Открыл мастерскую – что удивительно для молодого человека, только появившегося в Париже, оброс друзьями, среди которых первые лица французского модернизма –Тристан Тцара, Амадео Модильяни, Жан Кокто, уже упомянутые Ман Рэй, Вера Мур, Штайхен, Дюшан. Его студия была не салоном, а местом дружеского общения, Бранкузи принимал только тех, кого любил. Писатель и коллекционер Анри-Пьер Роше привел к нему замечательного композитора Эрика Сати. Бран- кузи с Сати стали близкими друзьями. Американский поэт Эзра Паунд привел к нему ирландского писателя Джеймса Джойса, тот просил о знакомстве сам. В кишащем выдающимися художниками Париже 1920-х годов Джойс не видел лучшей кандидатуры для иллюстрации своих книг. Карандашные портреты писателя от скульптора для фронтисписа «Сказов о Шеме и Шоне» можно увидеть в МАММ.

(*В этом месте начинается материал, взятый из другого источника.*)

PR #614, opened 2019-02-06
iob: enhance fuzzer with bits for SLEW and DRIVE for LVCMOS25

tmichalak:


fuzzers/030-iob/generate.py
```diff
@@ -7,27 +7,42 @@
 
 print("Loading tags")
 '''
-port,site,tile,pin,val
+port,site,tile,pin,slew,drive,pulltype
```
litghost: Should have both iostandard and drive?

fuzzers/030-iob/generate.py
```diff
@@ -7,27 +7,42 @@
...
-        val = "NONE"
+    if pulltype == "":
+        pulltype = "NONE"
     segmaker.add_site_group_zero(
         segmk, site, "PULLTYPE.", ("NONE", "KEEPER", "PULLDOWN", "PULLUP"),
-        "PULLDOWN", val)
+        "PULLDOWN", pulltype)
 
+    segmaker.add_site_group_zero(
+        segmk, site, "LVCMOS25.DRIVE.", ("4", "8", "12", "16"), "12", drive)
```
litghost: Use the IOSTANDARD from the CSV?

fuzzers/030-iob/generate.tcl
```diff
@@ -53,20 +53,26 @@ proc loc_pins {} {
         set tile [get_tiles -of_objects $site]
         set pin [dict get $io_pin_sites $site]
 
-        set_property -dict "PACKAGE_PIN $pin IOSTANDARD LVCMOS33" $port
+        set_property -dict "PACKAGE_PIN $pin IOSTANDARD LVCMOS25" $port
```
litghost: Toggle between 2.5 and 3.3?

fuzzers/030-iob/bits.dbf
```diff
@@ -1 +1,3 @@
 38_98 39_97 39_99,LIOB33.IOB_Y1.PULLTYPE.PULLDOWN
```
litghost: What happened to IOB_Y0?

tmichalak: I think IOB_Y1 is used for inputs whereas IOB_Y0 for outputs. Drive and slew are properties for outputs only. Do you think we should have a separate entry in the dbf file for IOB_Y0 that is exactly as for IOB_Y1?

fuzzers/030-iob/generate.tcl
tmichalak: Well, the thing is that for LVCMOS33 we will solve the pulltype and slew bits, but not the drive - no clear zero value group problem.

fuzzers/030-iob/bits.dbf
litghost: That is incorrect.  IOB_Y1 and IOB_Y0 can be both inputs and outputs.

fuzzers/030-iob/generate.tcl
litghost: A zero value group is not required if it doesn't exist.

litghost:
Please rebase and re-test this PR on master.

fuzzers/030-iob/bits.dbf
tmichalak: I state corrected, I rebased the PR and now we have IOB_Y0 as well as IOB_Y1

Следом за Парижем Бранкузи покорил Америку. Дюшан и Штайхен вывезли его работы в Штаты. Среди них была бронзовая «Птица в пространстве», с которой случился казус. Таможенник, по совместительству скульптор-недоучка, посчитал, что это металл, а не искусство, и потребовал заплатить пошлину. Бранкузи подал в суд. И выиграл. Судья постановил, что «Птицу…» надо считать искусством.

Это был триумф, но не первый. В 1916 году во Франции художник выставил на Салоне Антен «Портрет княгини X», напоминающий фаллос, который тут же убрали из экспозиции – директор салона посчитал, что публику оскорбит «член из мрамора». Бранкузи же настаивал, что это портрет.

И министерство культуры согласилось. Фактически он получил охранную грамоту от чиновников: произведение искусства надо воспринимать так, как задумано художником. Бранкузи первый во многом. В борьбе за свои права. Он первый, кто соединил в скульптуре разные материалы –полированную бронзу с необработанным камнем и деревом. Первым открыл очищение формы. Его «яйцо» –не абстракция, это обнаженная реальность, чистая форма, которую скульптор освободил из материала, добиваясь естественности –это открытие радикально изменило язык скульптуры. Он стал первым художником-персонажем, который задолго до Сальвадора Дали и Уорхола выстраивал свою работу и образ жизни как перформанс.

В этом непрерывном действе скульптура неотделима от фото- и киноэкспериментов, теоретизирований, скрипки и друзей.